▶ **YOUR OBJECTIVE**:
Take the data and return it in full. Change nothing.

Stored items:
PR #1978, opened 2019-12-24
[subplugin/ext] Added support for setInputDim/reloadModel in unittests

### LINKED ISSUE #1959: Remove assert from extensions + add error checking testcases

kparichay:
Added check for setInputDim/reloadModel in unittests
Framework functions are reset at close in python subplugin
Framework functions are updated based on available in model file in custom subplugin

Resolves  #1959

Self evaluation:

### DIFF
--- a/gst/nnstreamer/tensor_filter/tensor_filter_custom.c
+++ b/gst/nnstreamer/tensor_filter/tensor_filter_custom.c
@@ -176,7 +176,7 @@ custom_getInputDim (const GstTensorFilterProperties * prop, void **private_data,
   g_return_val_if_fail (info != NULL, -EINVAL);
 
   if (ptr->methods->getInputDim == NULL)
-    return -EINVAL;
+    return -ENOENT;
 
   return ptr->methods->getInputDim (ptr->customFW_private_data, prop, info);
 }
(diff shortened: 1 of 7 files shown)


gst/nnstreamer/tensor_filter/tensor_filter_custom.c
```diff
@@ -38,6 +38,7 @@ static void init_filter_custom (void) __attribute__ ((constructor));
 static void fini_filter_custom (void) __attribute__ ((destructor));
 
 static GstTensorFilterFramework NNS_support_custom;
```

▶ **EXERCISE SOLUTION**:
PR #1978, opened 2019-12-24
[subplugin/ext] Added support for setInputDim/reloadModel in unittests

### LINKED ISSUE #1959: Remove assert from extensions + add error checking testcases

kparichay:
Added check for setInputDim/reloadModel in unittests
Framework functions are reset at close in python subplugin
Framework functions are updated based on available in model file in custom subplugin

Resolves  #1959

Self evaluation:

### DIFF
--- a/gst/nnstreamer/tensor_filter/tensor_filter_custom.c
+++ b/gst/nnstreamer/tensor_filter/tensor_filter_custom.c
@@ -176,7 +176,7 @@ custom_getInputDim (const GstTensorFilterProperties * prop, void **private_data,
   g_return_val_if_fail (info != NULL, -EINVAL);
 
   if (ptr->methods->getInputDim == NULL)
-    return -EINVAL;
+    return -ENOENT;
 
   return ptr->methods->getInputDim (ptr->customFW_private_data, prop, info);
 }
(diff shortened: 1 of 7 files shown)


gst/nnstreamer/tensor_filter/tensor_filter_custom.c
```diff
@@ -38,6 +38,7 @@ static void init_filter_custom (void) __attribute__ ((constructor));
 static void fini_filter_custom (void) __attribute__ ((destructor));
 
 static GstTensorFilterFramework NNS_support_custom;
```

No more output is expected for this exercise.